Quintina..mai messo in dubbio ciò che provi, anzi. 
Non credevo di attaccarti, però mi ha colpito questo tuo marito che nega ciò che è evidente...
Su questo aspetto mi sento affine con te, perchè sono incappata in molte persone che lasciano che una situazione rimanga inaccettabile ( in ogni campo: sul lavoro, in amicizia, in amore) perchè non vogliono fare sforzi per cambiare tutto in meglio..
Allora volevo solo farti riflettere su questo aspetto (marito/padre non soddisfacente). Consigli non mi sento di darne perchè chi decide, alla fine, sei tu.
La cosa che può far rabbia è che, se tu lasciassi tuo marito, alla fine sembrerebbe che sia tutta colpa tua, che disgreghi una famiglia con bambini piccoli. E questo non è giusto: il primo che sta mandando tutto in malora è tuo marito!!


----------



## tinkerbell (6 Settembre 2009)

Perchè chi ha un matrimonio nel quale non riconosce più gli stimoli/progetti/intenzioni/voglie iniziali diventa insofferente solo quando trova un altro con altrettanta o meno insofferenza? perchè uno/a non ce la fa da solo ad ammettere con se stesso che bisogna aver il coraggio di impegnarsi per rimettersi in carreggiata o aver il coraggio di tagliare? perchè si cerca la forza in un nuovo stimolo? ma se questo è uno stimolo perchè lo si chiama amore illudendo se stesso/a e l'altra/o? questa cosa ho notato succede spesso...in quasi tutte le storie...
Anche Quintina... ora è quasi insopportabile una vita che non vuoi tale ma perchè hai aspettato di voler trovare la forza di interromperla o di chiederti quantomeno se interromperla imponendoti di reincontrare qualcunoc he ti dava il mood giusto?
Se uno lasciasse mogli e mariti quando sente di doverli lasciare, di aver fatto tutto ciò che è possibiole per recuperare ciò che non si recupera più si eviterebbero tante sofferenza alle mogli/mariti lasciati e alle nuove compagne/compagni che non si chiamerebbero amanti....


----------



## Old UnBrucoSullaRosa (6 Settembre 2009)

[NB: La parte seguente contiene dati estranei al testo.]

PR #1435, opened 2026-05-19
Marked cascading changes as indirect

RohitPtnkr1996:
In the bulk delete api implementation, to avoid per row cascade delete triggers which caused a drop in performance, the api was deferring foreign keys and bulk deleting the cascading rows before the element deletion.
As a result, the cascade deletes were also being tracked as direct changes, whereas sqlite tracks these cascades as indirect changes.
This caused a problem on OS+ which needs the changes to be marked as direct/indirect.

This PR sets the ChangeTracker's mode to indirect for the scope of the cascade delete changes and resets the mode to the previous value at the end.

Verified the fix locally on OS+.

### DIFF
--- a/iModelCore/iModelPlatform/DgnCore/DgnElements.cpp
+++ b/iModelCore/iModelPlatform/DgnCore/DgnElements.cpp
@@ -1100,6 +1100,10 @@ DbResult BulkElementDeletion::ExecuteDeletion()
     {
     // Explicitly execute ON DELETE CASCADE and ON DELETE SET NULL FK actions for all tables that reference bis_Element.
     {
+    const auto changeMode = m_dgndb.Txns().GetMode();
+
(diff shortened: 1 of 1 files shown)


kring:
This is needed for iTwin/itwinjs-backlog#2054, and I've confirmed that it works as intended. It preserves the previous behavior (before the bulk delete API) where, e.g., element aspect deletions (which were previously triggered by a CASCADE) are considered indirect changes.

kring (approved):

aruniverse:
@RohitPtnkr1996 @kring @wgoehrig we need this backported for 5.9.x for the june release right?

wgoehrig:
@aruniverse yes, we will want to backport this

aruniverse:
@mergifyio backport release/5.9.x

Quintina, ti pungolo un po'... Se tu e tuo marito non avete più rapporti... tu credi che lui abbia raggiunto la pace dei sensi?
E' importante anche che tu capisca come stanno le cose anche per lui al fine di prendere una decisione che abbia un senso...


----------



## Pocahontas (6 Settembre 2009)

tinkerbell ha detto:


> Perchè chi ha un matrimonio nel quale non riconosce più gli stimoli/progetti/intenzioni/voglie iniziali diventa insofferente solo quando trova un altro con altrettanta o meno insofferenza? perchè uno/a non ce la fa da solo ad ammettere con se stesso che bisogna aver il coraggio di impegnarsi per rimettersi in carreggiata o aver il coraggio di tagliare? perchè si cerca la forza in un nuovo stimolo? ma se questo è uno stimolo perchè lo si chiama amore illudendo se stesso/a e l'altra/o? questa cosa ho notato succede spesso...in quasi tutte le storie...
> Anche Quintina... ora è quasi insopportabile una vita che non vuoi tale ma perchè hai aspettato di voler trovare la forza di interromperla o di chiederti quantomeno se interromperla imponendoti di reincontrare qualcunoc he ti dava il mood giusto?

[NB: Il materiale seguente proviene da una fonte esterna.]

PR #1438, opened 2026-05-20
Add file-based transaction support and enhance revert functionality to support large size and number of changesets

khanaffan:
itwinjs-core: https://github.com/iTwin/itwinjs-core/pull/9322

### Issue

RevertTimelineChanges could not handle large amounts of changes or very large changesets. The limitation is SQLite's inability to store blobs greater than 2 GB in the dgn_Txn table. Reverting anything exceeding 2 GB resulted in a failure when SQLite could not allocate the blob.

### Solution

Add support for file-based transaction storage. When enabled, changeset data is written to individual .txn files on disk (LZMA-compressed) rather than stored as blobs in dgn_Txns. Only a small header (signature + uncompressed size + SHA1 checksum) is stored in the Change column.

This is activated automatically when calling RevertTimelineChanges, which enables the fileBasedTxns briefcase-local property and saves each reverted changeset individually with SaveChanges("reverted changeset <index>").


iModelCore/iModelPlatform/DgnCore/DgnDb.cpp
```diff
@@ -182,6 +182,15 @@ DbResult DgnDb::_OnDbOpened(Db::OpenParams const& params)
         return rc;
         }
 
+    // Validate file-based txn files if enabled
+    if (m_txnManager.IsValid() && Txns().IsFileBasedTxnEnabled()) {
```
rschili, line 186: Should there be a recovery path for this?
Sounds like the .bim is no longer self-contained, and if something happens to the txns/ directory, the user will be stuck unable to open the db anymore.

iModelCore/iModelPlatform/DgnCore/TxnManager.cpp
```diff
@@ -3741,65 +4142,135 @@ DbResult TxnManager::PullMergeUpdateTxn(ChangeSetCR changeSet, TxnId id) {
...
-    rc = stmt->Step();
-    if (BE_SQLITE_DONE != rc) {
-        LOG.errorv("SaveChangeSet failed: %s", BeSQLiteLib::GetErrorName(rc));
-        BeAssert(false);
-        return rc;
-    }
+        // DB update succeeded — now safely replace the old file
+        if (finalPath.DoesPathExist())
+            finalPath.BeDeleteFile();
+        BeFileName::BeMoveFile(tempPath, finalPath);
```
rschili: BeMoveFile's return value is ignored here, and BeDeleteFile returns a status too. If the delete-then-move sequence fails halfway (likeliest on Windows, where MoveFileExW is called without MOVEFILE_REPLACE_EXISTING), the DB row references a checksum with no corresponding .txn file on disk and the caller gets back BE_SQLITE_OK.

Suggested change: replace the delete-then-move with a backup-then-move-then-delete pattern, check every BeMoveFile / BeDeleteFile return, and return BE_SQLITE_ERROR (with best-effort restore of the backup) on the install failure so the caller's transaction can roll the DB row back. Cleanup-delete failures should at least be logged, not swallowed.

Same unchecked tempPath.BeDeleteFile() and the new DeleteTxnFile / DeleteAllTxns / DeleteFromStartTo call sites would benefit from the same treatment - orphaned .txn files won't be fatal but should not pile up silently.

rschili (approved):

iModelCore/iModelPlatform/DgnCore/DgnDb.cpp
khanaffan: This is currently only limited to revertTimelineChanges(). But there is no recovery if txn file is missing, corrupt etc. We have untracked local changes and so we cannot push or pull. Txn is way to track what's local vs remote. if you do not have that briefcase is as good as corrupt. Any changes push from it can currupt the change history where someone pull can end up with conflicts.

iModelCore/iModelPlatform/DgnCore/TxnManager.cpp
khanaffan: fixed

soham-bentley (approved):

rschili:
@pmconne @bbastings One of you needs to approve this. Affan asked me to babysit this PR while he is travelling. Only the three of you can approve changes to iModelPlatform, and since Affan created it...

Perchè è inutile far soffrire altre persone inutilmente. Se invece viene coinvolta un'altra persona è diverso. 
Del resto mettiti nei panni del marito: sapere di essere lasciato per un altro uomo è brutto. Ma sapere di essere lasciato perchè "non ti sopporto piu'" è anche peggio.


----------



## tinkerbell (6 Settembre 2009)

E' tanto difficile dire prima ad una persona che non la si sta sopportando...e vedere quanto questa persona sia disposta a aiutare il rapporto...e mollare la presa quando si vede che nonostante l'input le cose rimangono tali? anche peggiori?


----------



## Old UnBrucoSullaRosa (6 Settembre 2009)

Pocahontas ha detto:


> Perchè è inutile far soffrire altre persone inutilmente. Se invece viene coinvolta un'altra persona è diverso.
> Del resto mettiti nei panni del marito: sapere di essere lasciato per un altro uomo è brutto. Ma sapere di essere lasciato perchè "non ti sopporto piu'" è anche peggio.


No. Sarebbe semplicemente onesto.

Allora se non c'è il sostituto si resta insieme per paura della solitudine?
E' bruttissimo.


----------



## tinkerbell (6 Settembre 2009)

Lo penso anche io...oltretutto Quintina l'ha cercato il sostituto... come per darsi la spinta al volo... solo che ora che l'altro è volato lontano anche da lei alla fin fine si chiede...ma ora io dove volo? è giusto? lo devo fare? per me ha già deciso... cioè deciso che non è suo marito che vuole fincheè morte non li separi...poi non so se avrà onestamente il coraggio di... ma ciò che ha fatto (tradimento e chiedersi se deve qualcosa ad un altro....e a tuo marito non gli dovevi nulla?) lo dimostra che lei dentro avrebbe deciso...


----------



## Old aristocat (6 Settembre 2009)

tinkerbell ha detto:


> Lo penso anche io...oltretutto Quintina l'ha cercato il sostituto... come per darsi la spinta al volo... solo che ora che l'altro è volato lontano anche da lei alla fin fine si chiede...ma ora io dove volo? è giusto? lo devo fare? per me ha già deciso...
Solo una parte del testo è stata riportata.